Pomóż w rozwoju naszego portalu
Bp Paweł Socha: - Pierwsze spotkania z kard. Józefem Ratzingerem - jeszcze jako profesorem i teologiem - przeżywałem, korzystając z jego publikacji książkowych do wykładów w Seminarium w Paradyżu.
Osobiście spotkałem się z kard. Ratzingerem w czasie obrad Synodu Biskupów w Rzymie w 1990 r., w Fatimie w czasie pielgrzymki z figurą Matki Bożej Fatimskiej do sanktuarium maryjnego w październiku 1995 r., w czasie konsekracji bp. Zygmunta Zimowskiego w Radomiu i wreszcie w ubiegłym roku w czasie uroczystości ku czci św. Stanisława Biskupa w Krakowie.
- Proszę opowiedzieć o tych spotkaniach.
- Ojciec Święty Benedykt XVI uważnie słucha rozmówcy. Oczami przenika człowieka i pragnie mu pomóc. Na twarzy ma delikatny uśmiech, jakby chciał ośmielić do rozmowy. W Fatimie Papież Benedykt XVI był razem ze swoim bratem kapłanem. Przy posiłku opowiadali dosyć dużo o swojej rodzinie i środowisku, w którym się wychowywali.

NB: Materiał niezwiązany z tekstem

PR #7437, opened 2026-01-15
feat(opensearch): Implement match highlighting

acaprau:
## Description
This PR implements a feature that returns which part of a chunk's content contributed to a text match.

It also bumbs the OpenSearch image tag to 3.4.0 because somewhere between 3.0.0 and that release they dropped a fix for match highlighting; it did not work for hybrid queries beforehand. See https://github.com/opensearch-project/neural-search/issues/1215

Note that the highest version of the python client is 3.1.0, and we happen to be on 3.0.0. What a mess lol. Anyway from my testing things seem to work, I can't imagine that OpenSearch removed client-facing features from 3.0 to 3.4, just added things that maybe the client doesn't reflect.

## How Has This Been Tested?
`test_opensearch_client`

## Additional Options

---
## Summary by cubic
Adds match highlighting to OpenSearch search results so we return the exact content snippets that matched a query. Highlights use <hi> tags and work for hybrid search.

- **New Features**
  - Enable unified highlighter in hybrid queries (fragment_size 100, 4 fragments, <hi> tags).
  - Capture OpenSearch highlight data in SearchHit.match_highlights and pass to inference chunks (content field).
  - Update content and title fields to use index_options: offsets for faster highlighting.
  - Add tests that assert highlights are present and correctly tagged.

- **Dependencies**
  - Requires OpenSearch 3.4.0+ for hybrid query highlighting; dev container bumped to 3.4.0.

<sup>Written for commit e13798aa63583f8312015c724a1834230148e9f0. Summary will update on new commits.</sup>

### DIFF
--- a/backend/tests/external_dependency_unit/opensearch/test_opensearch_client.py
+++ b/backend/tests/external_dependency_unit/opensearch/test_opensearch_client.py
@@ -638,7 +638,7 @@ class TestOpenSearchClient:
             assert chunk.score
 
         # Make sure there is some kind of match highlight for the first hit. We
-        # don't expect hightlights for any other hit.
+        # don't expect highlights for any other hit.
         assert results[0].match_highlights.get(CONTENT_FIELD_NAME, [])
 
     def test_search_with_pipeline(


backend/tests/external_dependency_unit/opensearch/test_opensearch_client.py
```diff
@@ -635,6 +637,10 @@ def test_search_basic(
             # or 0).
             assert chunk.score
 
+        # Make sure there is some kind of match highlight for the first hit. We
+        # don't expect hightlights for any other hit.
```
evan-onyx: highlights*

- Jakie rysy pontyfikatu nowego Papieża można dostrzec po pierwszych tygodniach jego posługiwania?
Reklama
- Wierną ciągłość w nauczaniu Ewangelii, a zarazem swoistą młodość duchową, która wynika z całkowitego zdania się na Chrystusa. Ojciec Święty podbił serca swoją prostotą, zawierzeniem Bogu, postawą pełną pokory.
- Jaka relacja istnieje między Benedyktem XVI a Janem Pawłem II?
Reklama
- O duchowej łączności między nimi najlepiej świadczy wielokrotne odwoływanie się Benedykta XVI do swojego wielkiego poprzednika Jana Pawła II niemal we wszystkich ważniejszych orędziach.
Ojciec Święty Jan Paweł II bardzo cenił kard. Ratzingera. Świadczy o tym fakt, że powołał go na prefekta Kongregacji Nauki Wiary. Powierzył mu więc troskę o strzeżenie czystości depozytu wiary świętej. Niemal przez cały okres pontyfikatu Jana Pawła II kard. Ratzinger piastował ten bardzo odpowiedzialny urząd w Kościele świętym. Papież nie zwolnił go z tego obowiązku mimo przekroczenia wieku emerytalnego. Cenił w nim bowiem wierność dla Chrystusowej Ewangelii i głębię życia duchowego. Mówią o kard. Ratzingerze, że był przykładem teologa, który uprawiał naukę teologii na klęczkach.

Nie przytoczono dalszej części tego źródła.